Разумеется, можно определить мениппею так широко, что в общие рамки войдет и Евангелие, и Достоевский. Так именно и делает Бахтин. Юродство он упоминает, но как одну из форм карнавального, смехового сознания: слово Достоевского «стремится к юродству, юродство же есть своего рода форма, своего рода эстетизм, но как бы с обратным знаком». Я не могу с этим согласиться. Эстетизм – вырождение юродства (например, у Федора Павловича Карамазова). Подлинное юродство не имеет с эстетизмом решительно ничего общего. Оно так же серьезно, как распятие. Повесив апостола за ноги, римляне, может быть, весело смеялись; им это казалось похоже на карнавал: низ и верх поменялись местами. Но человек, распятый на кресте, – это не соломенное чучело зимы. И след, оставленный распятием в сердце человечества, – совсем не карнавальный.
5
См.: Бахтин М. М. Проблемы поэтики Достоевского. М., 1972, с. 229, 397.
Юродство – традиционная черта многих деспотических обществ. Когда разум принимает сторону рабства, свобода становится юродством. Когда разум не принимает откровения духа, дух юродствует, – как Павел, один из величайших мыслителей древности, в Послании к Коринфянам.
В древней Руси только юродивый мог сказать: «не могу молиться за царя-ирода»... и Николай Федорович Федоров серьезно писал, что государственный строй России – самодержавие, ограниченное институтом юродства.
На Западе сложились другие ограничения власти, и в юродстве не было общественной необходимости. Но оно сохраняло духовную значимость, и Достоевский, введя юродство в роман, нашел стихийный читательский отклик. Это не было чисто эстетическим обогащением романа. Поиски Достоевского перекликались с духовными поисками Кьёркегора, с попытками вернуться к открытым вопросам Иова, с пониманием христианства без хрестоматийного глянца, – «для иудеев соблазна, для эллинов безумия» (1 Коринф., 1, 23).

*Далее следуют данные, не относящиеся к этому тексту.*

PR #532, opened 2019-05-16
Adding stages to run on data release CSV files

philippeller:


pisa/stages/discr_sys/pi_hyperplanes.py
```diff
@@ -131,41 +131,57 @@ def __init__(
     ):
         # -- Read fit_results_file and extract necessary info -- #
 
-        fit_results = from_file(fit_results_file)
+        if fit_results_file.endswith('.json'):
```
jllanfranchi: We handle more than just files with ".json" suffixes (e.g. json.bz2, to start) . If csv is how you identify release files, check for csv, handle it, and your "else" condition should be to use `from_file`

philippeller:
- I append those with "hist" because this data in the CSV is in the form of hists
- the stages are sufficiently different to make them into 3 separate ones
- the CSV reader from pandas works just fine, the import only happens when you use those stages, so it doesn't need to be a hard requirement
- hyperplanes still works for me, if someone else can test it too, please do
- I will make the small change of checking the filename ending

jllanfranchi:
If you think Pandas is a good requirement to have, even if it's optional, you need to include that fact in the documentation.

philippeller:
ok, made all changes....gonna merge a little later if that's ok

PR #533, opened 2019-06-13
Add PISA PiStage for earth absorption, minor additions to Map

FactSphere:
I created a new PiStage that calculates earth absorption for neutrinos. The stage first calculates the depth of a water column that would have an equivalent number of scattering targets using the layers utility that is also used for oscillation matter effects. The cross-sections are taken from a ROOT file the path to which has to be given as an argument. This requires the installation of PISA with ROOT support. 
The stage supports binned calculation mode, which is highly recommended for speed. The xsection calculation is not optimized for parallel execution, but it's reasonably fast in binned mode and it only needs to be done once during setup, so the speed doesn't matter that much.
There are also two minor additions to the Map class: Putting labels in bins showing the bin content and dividing one map by a reference map to show, for example, oscillated/non-oscillated histograms.


pisa/core/map.py
```diff
@@ -733,6 +741,14 @@ def plot(self, symm=False, logz=False, vmin=None, vmax=None, backend=None,
 
         X, Y = np.meshgrid(x, y)
         pcmesh = ax.pcolormesh(X, Y, hist.T, **pcolormesh_kw)
+        if not binlabel_format is None:
+            X_mid = np.true_divide(X[1:, 1:] + X[1:, :-1], 2)
```
philippeller: Binning objects provide `midpoints`, that are nicely centered for both linear and log-spaced binnings, so you may want to switch to using those (which will also save a few lines of code here)

pisa/stages/abs/pi_earth_absorption.py
```diff
@@ -0,0 +1,244 @@
...
+The stage calculates first the depth of a water column that is mass-equivalent
+to the path traversed by the neutrino through the earth. This is done
+using the same Layers module that is also used for oscillation.
+The survival probability is then calculated from the average cross-section
+with protons and neutrons.
+"""
+from __future__ import absolute_import, print_function, division
+
+import numpy as np
+import ROOT
```
philippeller: Since this needs ROOT, we should make sure it is declared as an optional dependency in the INSTALL.md / setup.py

pisa/stages/abs/pi_earth_absorption.py
```diff
@@ -0,0 +1,244 @@
...
+
+    """
+    Na = 6.022E23 # nuclei per cm^(-3)
+    # The molar mass is 1 g for pure nuclei, so there is a hidden division
+    # here by 1 g/mol. Also, int_rho is the depth of a mass equivalent
+    # water column, where water has the density of 1 g/cm^3.
+    # So the units work out to:
+    # int_rho [cm] * 1 [g/cm^3] * xsection [cm^2] * 1 [mol/g] * Na [1/mol] = [ 1 ] (all units cancel)
+    out[0] = np.exp(-int_rho[0]*xsection[0]*Na)
+
```
philippeller: add newline character

pisa/stages/abs/pi_earth_absorption.py
```diff
@@ -0,0 +1,244 @@
...
+    ----------
+    int_rho : scalar
+        depth of mass equivalent water column in cm
+    xsection : scalar
+        cross-section per nucleon in cm^2
+    out : scalar
+        Result is stored here
+
+    """
+    Na = 6.022E23 # nuclei per cm^(-3)
```
philippeller: I believe constants like this are avilable in pint, need to check (but that's a detail)

pisa/stages/abs/pi_earth_absorption.py
```diff
@@ -0,0 +1,244 @@
...
+        # what are keys added or altered in the calculation used during apply
+        # The weights are simply scaled by the earth survival probability
+        output_calc_keys = ('survival_prob', )
+        # what keys are added or altered for the outputs during apply
+        output_apply_keys = ('weights', )
+
+        # init base class
+        super(pi_earth_absorption, self).__init__(data=data,
+                                                  params=params,
+                                                  expected_params=expected_params,
```
philippeller: seems like there is some formatting gone wrong here (?)

pisa/core/map.py
FactSphere: In this case, x and y have already been linearized in lines 723 to 727, so they are always centered the way this is written right now already without any extra work.

pisa/stages/abs/pi_earth_absorption.py
FactSphere: I found the place in INSTALL.md where ROOT is mentioned as an optional dependency, but I didn't find anything in setup.py. What do you mean that it should also be listed there?

philippeller: that's probably fine if it is not in setup.py, as ROOT might be not pip installable. In INSTALL.md it currently says:
"ROOT >= 6.12.04 with PyROOT Necessary for xsec.genie and unfold.roounfold services, and to read ROOT cross section files in the crossSections utils module. Due to a bug in ROOT's python support (documented here https://github.com/IceCubeOpenSource/pisa/issues/430), you need at least version 6.12.04 of ROOT." So there it should be mentionned that is also needed for your stage, and if you need a specific version etc

pisa/core/map.py
philippeller: actually, `weighted_centers` is what I meant (https://github.com/IceCubeOpenSource/pisa/blob/master/pisa/core/binning.py#L821). this would center your binlabel nicely in the middle of the bin also when bins are logarithmic. The average you're doing right now places it not visually in the middle was my guess

pisa/core/map.py
```diff
@@ -733,6 +741,14 @@ def plot(self, symm=False, logz=False, vmin=None, vmax=None, backend=None,
 
         X, Y = np.meshgrid(x, y)
         pcmesh = ax.pcolormesh(X, Y, hist.T, **pcolormesh_kw)
+        if not binlabel_format is None:
```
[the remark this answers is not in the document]
FactSphere: fixed.

pisa/stages/abs/pi_earth_absorption.py
```diff
@@ -0,0 +1,244 @@
...
+        for container in self.data:
+            vectorizer.multiply(container['survival_prob'], out=container['weights'])
+            
+    def calculate_xsections(self, flav, nubar, energy):
+        '''Calculates the cross-sections on isoscalar targets.
+        The result is returned in cm^2. The xsection on one 
+        target is calculated by taking the xsection for O16
+        and dividing it by 16. 
+        '''
+        if flav == 0: pdg = 12
```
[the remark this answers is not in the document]
FactSphere: Thank you for the suggestion, that is indeed a much more elegant way to do it and I implemented it in my commits today.

pisa/stages/abs/pi_earth_absorption.py
```diff
@@ -0,0 +1,244 @@
...
+from pisa.utils.numba_tools import WHERE
+from pisa.utils import vectorizer
+from pisa.utils.resources import find_resource
+from pisa.core.map import Map
+
+class pi_earth_absorption(PiStage):
+    """
+    earth absorption PISA Pi class
+
+    Paramaters
```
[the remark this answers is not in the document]
FactSphere: Okay, thank you for clearing that up. Many other stages did it that way, that's why I did it, too. I have now made the parameters arguments to the __init__ function, as you suggested.

pisa/core/map.py
```diff
@@ -518,6 +519,8 @@ def compare(self, ref):
         assert isinstance(ref, Map)
         assert ref.binning == self.binning
         diff = self - ref
+        with np.errstate(divide='ignore', invalid='ignore'):
```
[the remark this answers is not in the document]
FactSphere: Done in latest commit.

pisa/stages/abs/pi_earth_absorption.py
FactSphere: I'm not sure what you mean, but I changed the formatting now. It it better?

pisa/stages/abs/pi_earth_absorption.py
FactSphere: Hm I didn't find it...

pisa/stages/abs/pi_earth_absorption.py
FactSphere: I hope that is correct now?

pisa/stages/abs/pi_earth_absorption.py
FactSphere: Okay, I moved the import to the setup function and mention the stage in INSTALL.md in the line you quote.

pisa/core/map.py
FactSphere: They are placed in the middle on linear and logarithmic stages as it is now, because x and y are always made linear before it gets to this point.
`        if to_plot.binning.dims[0].is_log:
            xticks = 2**(np.arange(np.ceil(np.log2(min(x))),
                                   np.floor(np.log2(max(x)))+1))
            x = np.log10(x)
        if to_plot.binning.dims[1].is_log:
            yticks = 2**(np.arange(np.ceil(np.log2(min(y))),
                                   np.floor(np.log2(max(y)))+1))
            y = np.log10(y)`

philippeller:
ok, so looks like there are only 2 small changes to be done and then this is good to be merged

FactSphere:
Oh goodness... I just realized that apparently while testing, my edits were overshadowed by an old version of the file that I had somewhere in the fridge? And now, testing again with the correct version as it is now, the apply() function doesn't work anymore and I'm at a complete loss as to why that is. Do you guys have an idea how it's possible that the key "survival_prob" is not in the container? Because I do set it in the setup function and unlink the containers again, but for some reason it's not there? Do I need to put .get(WHERE) somewhere? I must admit that I really don't fully understand the structure behind those containers yet...

`---------------------------------------------------------------------------
KeyError                                  Traceback (most recent call last)
<ipython-input-2-854f5804ad71> in <module>()
     17 # that is the sum of all categories and pipelines. This is what we want to compare
     18 # to data.
---> 19 templates = template_maker.get_outputs(return_sum=False)
     20 
     21 # Note that when we use the return_sum=False the returned templates are a list

/afs/ifh.de/group/amanda/scratch/trettin/pisa/pisa/core/distribution_maker.pyc in get_outputs(self, return_sum, sum_map_name, sum_map_tex_name, **kwargs)
    123 
    124         """
--> 125         outputs = [pipeline.get_outputs(**kwargs) for pipeline in self] # pylint: disable=redefined-outer-name
    126         if return_sum:
    127             if len(outputs) > 1:

/afs/ifh.de/group/amanda/scratch/trettin/pisa/pisa/utils/profiler.pyc in profiled_func(*args, **kwargs)
    123         try:
    124             start_t = time()
--> 125             return func(*args, **kwargs)
    126         finally:
    127             end_t = time()

/afs/ifh.de/group/amanda/scratch/trettin/pisa/pisa/core/pipeline.pyc in get_outputs(self, inputs, idx, return_intermediate)
    343             try:
    344                 logging.trace(">>> BEGIN: {}.run(...)".format(name))
--> 345                 outputs = stage.run(inputs=inputs) # pylint: disable=redefined-outer-name
    346                 if return_intermediate:
    347                     if outputs is None:  # e.g. for PISA pi

/afs/ifh.de/group/amanda/scratch/trettin/pisa/pisa/core/pi_stage.pyc in run(self, inputs)
    262             raise ValueError("PISA pi requires there not be any inputs.")
    263         self.compute()
--> 264         self.apply()
    265         return None
    266 

/afs/ifh.de/group/amanda/scratch/trettin/pisa/pisa/utils/profiler.pyc in profiled_func(*args, **kwargs)
    123         try:
    124             start_t = time()
--> 125             return func(*args, **kwargs)
    126         finally:
    127             end_t = time()

/afs/ifh.de/group/amanda/scratch/trettin/pisa/pisa/core/pi_stage.pyc in apply(self)
    247         # else:
    248         self.data.data_specs = self.output_specs
--> 249         self.apply_function()
    250 
    251         if self.mode == "BBE":

/afs/ifh.de/group/amanda/scratch/trettin/pisa/pisa/utils/profiler.pyc in profiled_func(*args, **kwargs)
    123         try:
    124             start_t = time()
--> 125             return func(*args, **kwargs)
    126         finally:
    127             end_t = time()

/afs/ifh.de/group/amanda/scratch/trettin/pisa/pisa/stages/absorption/pi_earth_absorption.py in apply_function(self)
    197     def apply_function(self):
    198         for container in self.data:
--> 199             vectorizer.multiply(container['survival_prob'].get(WHERE), out=container['weights'])
    200 
    201     def calculate_xsections(self, flav, nubar, energy):

/afs/ifh.de/group/amanda/scratch/trettin/pisa/pisa/core/container.pyc in __getitem__(self, key)
    358                 return self.get_scalar_data(key)
    359             except KeyError:
--> 360                 raise KeyError('"%s" not found in container "%s"'%(key,self.name))
    361 
    362     def __setitem__(self, key, value):

KeyError: '"survival_prob" not found in container "nue_cc"'`

philippeller:
what are your input, calc and output settings?

FactSphere:
> what are your input, calc and output settings?

input_specs = events
calc_specs = calc_grid
output_specs = events

FactSphere:
`calc_grid.order = true_energy, true_coszen`
`calc_grid.true_energy = {'num_bins':200, 'is_log':True, 'domain':[1., 1000] * units.GeV, 'tex':r'E_{\rm true}'}`
`calc_grid.true_coszen = {'num_bins':100, 'is_lin':True, 'domain':[-1,1], 'tex':r'\cos\,\theta_{z,{\rm true}}'}`

philippeller:
ok, and you're running on CPU?

FactSphere:
<< PISA_FTYPE env var is defined as: "double"; PISA_TARGET env var is defined as: "parallel"; PISA is running in double precision (FP64) mode; numba is running on CPU (multicore) >>

FactSphere:
I get the same error running on single core. It's getting late for me, I'll come back to it tomorrow.

philippeller:
ok....i'm looking through your code and it all look correct....so not yet sure what's happening. You correctly declared `survival_prob` as an output_calc_key

FactSphere:
I am very puzzled by this atm, maybe when I look at it tomorrow it turns out to be something stupid about how I run the stage. I hope.

philippeller:
fair enough, let me know if there are still problems tomorrow.....but i'm confident it might be something simple, as you said it was working correctly earlier

FactSphere:
Okay, I figured out what the problem is, but I'll need your help to fix it: 
Since all of my parameters are only used during setup of the stage, the `params` argument is left empty and `expected_params = ()`. But that is what causes the above error to appear, because the calculation keys are somehow not added to the containers if there are no params given. Is that intended PISA behavior for a stage? Because essentially what I'm trying to do here, to have a stage that does not have variable parameters and only runs once during setup, is not possible. I'd have to declare at least one parameter in `expected_params` and give it in the 'params' argument.

jllanfranchi:
One possibility is that it expects an iterable; `()` are parentheses interpreted as delineating "no operation" while an empty tuple is to be written as
```python
expected_params = (,)
```
or maybe you would prefer to write out
```python
expected_params = tuple()
```

Worth trying out quickly to see if this fixes things...

(Side note: You can use triple back-ticks and optionally specify programming language to add syntax highlighting in Github comments for quoting code, error messages, etc.; I updated some of your comments above already. See [here](https://help.github.com/en/articles/creating-and-highlighting-code-blocks) for more on that, and [here](https://help.github.com/en/articles/basic-writing-and-formatting-syntax) for general syntax guide.)

FactSphere:
The empty tuple doesn't fix the issue, neither does setting params to "{}" rather than None.

FactSphere:
Okay, I found a fix for the PiStage base class: The compute function has to run even if there are no parameters given but there _are_ `output_calc_keys` given. Otherwise, the calculation containers are never created and the stage fails to function. IMO that is a more forgiving behavior.

PR #534, opened 2019-07-10
added pi stage for genie xsec sys

wym109:
Added 4 BY parameters, DIS diff xsec error, high W hadronization error, DIS A-scaling error


pisa/stages/xsec/pi_genie_sys.py
```diff
@@ -0,0 +1,230 @@
...
+                genie_cv2uby,
+                container['GENIE_linear_fit_CV2uBY'].get(WHERE),
+                container['GENIE_quad_fit_CV2uBY'].get(WHERE),
+
+                out=container['weights'].get(WHERE),
+            )
+
+            # Differential xsec systematic
+            diff_dis = nu_diff_dis
+            diff_norm = 1.- (1.6525*diff_dis)
```
jllanfranchi: There should be no non-obvious "magic" numbers in code without comment. Please provide some explanation what this is, where it comes from (a specific reference), just something so I can check if `1.6525` is correct and understand where it comes from.

Maybe it would suffice to put a reference at the top of the file in the module-level docstring, but just make sure it's something that makes it at least somewhat easy for others to verify all the numbers in this code.

pisa/stages/xsec/pi_genie_sys.py
```diff
@@ -0,0 +1,230 @@
...
+
+            if 'bar' in container.name:
+                diff_dis = nubar_diff_dis
+                diff_norm = 1.- (1.8073*diff_dis)
```
jllanfranchi: Probably the same source for this magic number as the above...

pisa/stages/xsec/pi_genie_sys.py
```diff
@@ -0,0 +1,230 @@
...
+            output_apply_keys=output_apply_keys,
+        )
+
+        assert self.input_mode is not None
+        assert self.calc_mode is None
+        assert self.output_mode is not None
+
+    @profile
+    def apply_function(self):
+        genie_ma_qe = self.params.Genie_Ma_QE.m_as('dimensionless')
```
jllanfranchi: Avoid so much copy-pasting by defining somewhere the arguments to your function and then you can use a dictionary comprehension. E.g., since you've already defined the things you need elsewhere, you don't have to have so much effectively redundant code:

```python
kwargs = {name.lower(): getattr(self.params, name).m_as("dimensionless") for name in self.expected_params}
for container in self.data:
    for name in self.input_apply_keys:
        kwargs[name] = container[name].get(WHERE)
    apply_genie_sys(out=container['weights'].get(WHERE), **kwargs)
```

philippeller:
There hasn't been any dev on this PR half a year. @wym109 is this still happening? I'll close it otherwise

wym109:
Not really, I'll come back to this early next year.

philippeller:
Ok, thanks @wym109, good to know! I'll leave this open then

atrettin:
After a conversation with @wym109 we came to the conclusion that his PR is no longer necessary and can be closed. The added systematics have a negligible effect.

philippeller:
Ah ok, thanks for letting us know!
Feel free to re-open anytime if things change

PR #535, opened 2019-07-10
Added stage to shift and/or scale pid (checked out from personal oscnext_santa branch)

LeanderFischer:
Added a stage that can be used to shift pid values by a bias value or scale them with a factor. This can be used to modify the pid cut value used in an analysis without having to change the binning config file.


jllanfranchi:
Looks good to me! I'll have @philippeller take a look and merge when he's able to.

PR #540, opened 2019-09-09
Corrected references for equations. Changed likelihood names.

austinschneider:


philippeller:
@a-tahmid are these changed to your code ok? If yes let me know and i can merge these trivial changes directly

austinschneider:
The changes should not alter the functionality in any way. It's a correction to the references as neither of these likelihoods are actually described in arxiv:1712.01293. What I have labelled now as mcllh_mean is described in arxiv:1901.04645 and provides a good numerical approximation to eq. 26 of arxiv:1712.01293. Eq. 20 of arxiv:1712.01293 is another likelihood entirely and does not provide a good numerical approximation to eq. 26 of arxiv:1712.01293. Additionally, since both of the likelihoods were first described in arxiv:1901.04645 I have changed the labeling to more closely reflect the notation used in the paper. This is sort of a subtle issue as the derivation of eq. 20 in arxiv:1712.01293 is a little hard to follow with the chosen notation of that paper, but in fact the discovery of LMean as described in arxiv:1901.04645 was the motivation for writing arxiv:1901.04645.

austinschneider:
I can provide some code for eq. 20 in arxiv:1712.01293 if there is interest, but it seems to perform worse than other methods.

philippeller:
@austinschneider Yes I saw the changes are only about naming / reference.....just as a courtesy I'd like to give @a-tahmid a chance to acknowledge these as he is the one who wrote the PISA implementation.
If we won't hear back soon I'll go ahead and merge it as is

a-tahmid:
I've taken a look at the changes, and they make sense. I had some suggestions:

Since we're changing the names to reflect the nature of the equation, instead of `mcllh_mean` and `mcllh_eff` we should perhaps name it `pgllh_mean` and `pgllh_eff` where 'pg' stands for 'poisson-gamma'. Also, under the reference for LMean, I think it'd be a good idea to add that LMean is a good analytic approximation to eq 26 from arxiv:1712.01293.

PR #545, opened 2019-11-08
Minor additions/fixes to master

ts4051:
- Fix to atmospheric muon stage (consistent use of variable to specify input name)
- Added NuFit v4.0 global fit oscillation parameter values in a config file


philippeller:
Looks good to me, and I had a quick glance at the nufit4 values, they seem correct

PR #546, opened 2019-11-08
Some minor additions/fixes to master

ts4051:
- Added NuFit v4.0 osc params (cfg file)
- Fix to atmospheric muon stage, not uses a consistent method to get the correct arrays from the input data


philippeller:
Looks good, I quickly checked nufit4 values and they look correct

Роман Достоевского – это роман Достоевского. Уникальное не может быть подведено под рубрику.
НАПРАВЛЕНИЕ ДОСТОЕВСКОГО И ТОЛСТОГО
ЧАСТЬ 1. ДВИЖЕНИЕ К 60-м ГОДАМ
1. Общая схема развития
При всем отличии европейских культур друг от друга слова «романтизм» и «реализм», сказанные о любой из них, заключают в себе много общего. Сперва в туманных и фантастических образах, а затем в отчетливых и ясных (Гофман – Бальзак, Байрон – Стендаль и т. д.) перед нами выступает один круг вопросов, поставленных перед Европой одной ступенью общественного развития, отличной от предшествующих ступеней, пройденных в XVI, XVII, XVIII веках. Это определенный романтизм и определенный реализм.
Всякий новый крупный этап развития европейского общества, начиная с Возрождения, отражается, в конце концов, новой «классической» формой искусства (Ренессанс – классицизм и выросшее из него Просвещение – реализм XIX века). Но возникновению новой классически ограниченной, замкнутой, завершенной формы, схватывающей то, что приобрело известную ясность и отчетливость в самой жизни, и только это, предшествует эпоха декадентски-романтического (поздняя готика, барокко, собственно романтизм, декаданс). Кризисные типы людей, рвущихся не то назад, не то вперед, и переходные общественные отношения, недостаточно определявшиеся в действительности, изображаются в подчеркнуто неясных, зыбких, фантастических, гротескных образах. Общая установка делается не на разум и ясность, а на чувство и мистический трепет тайны, интуицию. Возникают характерные разговоры о ночной стороне души, негативной психологии и т. д.; увеличиваются ножницы между прекрасным и добрым, разумным и добрым, разумным и прекрасным; искусство кружится среди неразрешимых противоречий в жизни и в человеческом духе, болезненно влюбленно изображает красоту зла, безумия – и внезапно касается просветленно прекрасного, «голубого цветка».